Exercise instructions: Look through the records below for the line holding "PR #56, opened 2018-01-25". Write it out exactly, with each following line through the line holding "also, i would".

Provided information:

Issue #37, opened 2017-11-23
geo:json for everyone


taliaga:
As suggested by @chicco785 , it would be interesting to have, for the entities expressing location in a non geo-json format (say, with country codes and addresses), an under-the-hood transformation to an equivalent geo-json structure, so that geo-queries can be made across different entities expressing locations in different ways.

I open this issue to keep track of the discussion of this idea.

chicco785:
some pointers that could be useful:
* https://github.com/DenisCarriere/geocoder
* https://github.com/datasets/geo-nuts-administrative-boundaries/tree/master/data

let's suppose that for some data we can do this in a easier way

for example, for country names and country codes, we could create a separate table
with the associated geo:json, and when running ngsi geo queries, do a merge on the field in the background.

for things like street address, we would definitively need a geocoding service but then, instead of querying the service every time i would cache the data

in relation to NGSI Data Models, when you import the Location-Commons definition in a schema, that schema will have geo:json and/or address, address object includes properties that allows us for some resolution, so if you have only addressCountry, we would do a resolution based on table merge (see above), if it has also an addressStreet, we would use an external service to obtain a geo:point
and cache it.
similar approach for entities with only these fields would be possible:
 "addressLocality": {
              "type": "string"
            },
"addressRegion": {
              "type": "string"
},

taliaga:
First version of this already implemented.

PR #56, opened 2018-01-25
Fix lat,long from osm

taliaga:


greengoaxe:
All tests passed.

taliaga:
#37

PR #59, opened 2018-03-01
Add api2

taliaga:


reporter/reporter.py
```diff
@@ -157,41 +150,6 @@ def add_geodata(entity):
...
-
-# Before implementing the rest of these methods, move query methods to a
-# different module.
-
-def query_1T1E1A_value():
-    raise NotImplementedError
-
-
 def query_1T1ENA():
     raise NotImplementedError
```
chicco785: i saw code for query_1T1ENA is this still valid?

taliaga: good catch, removed.

Issue #22, opened 2017-08-22
Suggestions for refactoring


chicco785:
looking for tests, i would expect a main folder ```tests``` and then inside it the test folders for each module, rather than the other way around. but probably is just a a matter of taste.

also, i would move the source of the module in ```src``` folder, so to better structure the repository

for the client, we have a full client in python (https://github.com/smartsdk/ngsi-sdk-python), so it was not needed to develop one just for the purpose of the tests... use your own dog food.

it looks also weird that the folder is named client, when it is an orion client and not the quantum leap one.

it looks quite weird as well to have certain files in the root:
conftest.py
run.sh (this run the tests right? the name does not point to that)

i also suggest to have a Docker folder that include the Dockerfile, but also a default example composition. more complex one can be in the recipe repository.

chicco785:
also the benchmark part should not be in functional part of the code, a separate folder would help in navigating the code.

taliaga:
Totally agree with all the comments. This need for a refactoring has been a known. 

Moreover, this repo was initially supposed to host only API controllers (whose development is on hold until we have at least a couple of iterations on the prototype and better understanding of the whole). Instead, this is hosting a bit of all the pieces we've put together so far.

The tests files location is a matter of taste AFAIK. To me it's easier this way because otherwise, to keep things controllable, you need to replicate the modules tree structure in src, leading to possible missplacings. I may be missing some benefits of the separate test folder though.

For the records of this task, another thing to be done is to split the requiremets.txt into test-only and prod dependencies. This goes in the line of making docker image smaller.

The benchmark we can move for sure. Which files and at which level would you move it? Note it's in the "functional part" to keep it as "reproduceable" as possible. The benchmark functions are part of the test suite and the plots are generated out of it.

chicco785:
> The tests files location is a matter of taste AFAIK. To me it's easier this way because otherwise, to keep things controllable, you need to replicate the modules tree structure in src, leading to possible missplacings. I may be missing some benefits of the separate test folder though.

Code readability :) separating tests seems to be also a python coding recommendation: http://docs.python-guide.org/en/latest/writing/structure/

PR #77, opened 2018-07-30
Move QL modules to src folder

taliaga:
Part two of cleanup!


taliaga:
Also covering points of https://github.com/smartsdk/ngsi-timeseries-api/issues/22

Written reply:
PR #56, opened 2018-01-25
Fix lat,long from osm

taliaga:


greengoaxe:
All tests passed.

taliaga:
#37

PR #59, opened 2018-03-01
Add api2

taliaga:


reporter/reporter.py
```diff
@@ -157,41 +150,6 @@ def add_geodata(entity):
...
-
-# Before implementing the rest of these methods, move query methods to a
-# different module.
-
-def query_1T1E1A_value():
-    raise NotImplementedError
-
-
 def query_1T1ENA():
     raise NotImplementedError
```
chicco785: i saw code for query_1T1ENA is this still valid?

taliaga: good catch, removed.

Issue #22, opened 2017-08-22
Suggestions for refactoring


chicco785:
looking for tests, i would expect a main folder ```tests``` and then inside it the test folders for each module, rather than the other way around. but probably is just a a matter of taste.

also, i would move the source of the module in ```src``` folder, so to better structure the repository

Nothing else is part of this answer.